Charleton Heston
Roddy McDowall
Kim Hunter
Maurice Evans
Linda Harrison
Robert Gunner
Lou Wagner

Franklin J. Schaffner


Time: 112 Minutes
Rating: PG
Genre: Science Fiction/Drama

AWARDS: Won Honorary Academy Award for Outstanding Makeup Achievement. Nominations for Best Costume Design and Best Original Score.

I could swear I saw this movie when I was growing up. I remember the talking apes. However, after recently watching it again on DVD, I have to say that I didn't recall as much of the story as I thought. Maybe I saw one of the sequels. In any case, I have to say that I was somewhat disappointed with the film. Granted, it was originally made as a political statement, but now it seems dated and a little strident. I guess it was somewhat original to turn the tables on humans and make them the animals, but other than that there isn't really much of a plot. This is a one-trick pony that fairly limps along. Heston tries to convince the apes he's not an animal, they refuse to believe him. That's basically all that happens.

Charlton Heston plays Colonel George Taylor, commander of a space mission that was supposed to be gone for only a few years, but crash lands on a remote planet over 2000 light years from the time they left Earth. Taylor and his two remaining crew members have no choice but to search for life on this desolate planet, wandering for days across the desert. They finally do find creatures similar to humans, but they don't get much time to investigate as they and this "tribe" are soon captured by armed gorillas on horseback. It quickly becomes apparent that this is not the Earth they left.
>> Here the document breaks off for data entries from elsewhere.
PR #349, opened 2023-10-01
v3: history state hook

### LINKED ISSUE #102: Discuss about the `state` pass into Link or navigate
Maybe we also need another way to pass parameters.

just like this:

```js
const [, navigator] = useLocation();
navigate(path: string, replace?: boolean, state?: object);

// and
<Link to='/app' state={state}/>
```

@omgovich @molefrog

jeetiss:
Api for `useHistoryState`, should solve all problems with `history.state`

----

usage example:

```js 

const Component = () => {
  const state = useHistoryState();

  // some logic with state
  // console.log(state) 
  // ^ { hello: 'world' }
}

// somewhere in the app
navigate('/path', { state: { hello: 'world' }})
```

---

TODOs:

- [x] types
- [x] link component
- [x] preact
- [x] check exports 

---

closes #102
related #346


packages/wouter-preact/types/use-location.d.ts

Here the ape is the dominant species with man unable to speak or think at more than a basic survival level.

Taylor, whose voice was injured in the capture, is placed in a cage for observation. His attempts to communicate are considered an aberration, a trick. His doctor, Zira, is thrilled once he begins to speak. She has never seen a human with that ability before. She is convinced that there was a race of humans who were intelligent that lived on the planet thousands of years before in the Forbidden Zone, but has never been able to prove her theory. She doesn't quite believe Taylor's story of coming from outer space, but the fact that he can think and speak is good enough for her. Unfortunately, her superior Dr. Zaias is not as pleased as she'd hoped. What she's trying to prove is treason, going against the fundamentals of their religion and history. If she continues pursuing this course, she could end up in as much trouble as her subject.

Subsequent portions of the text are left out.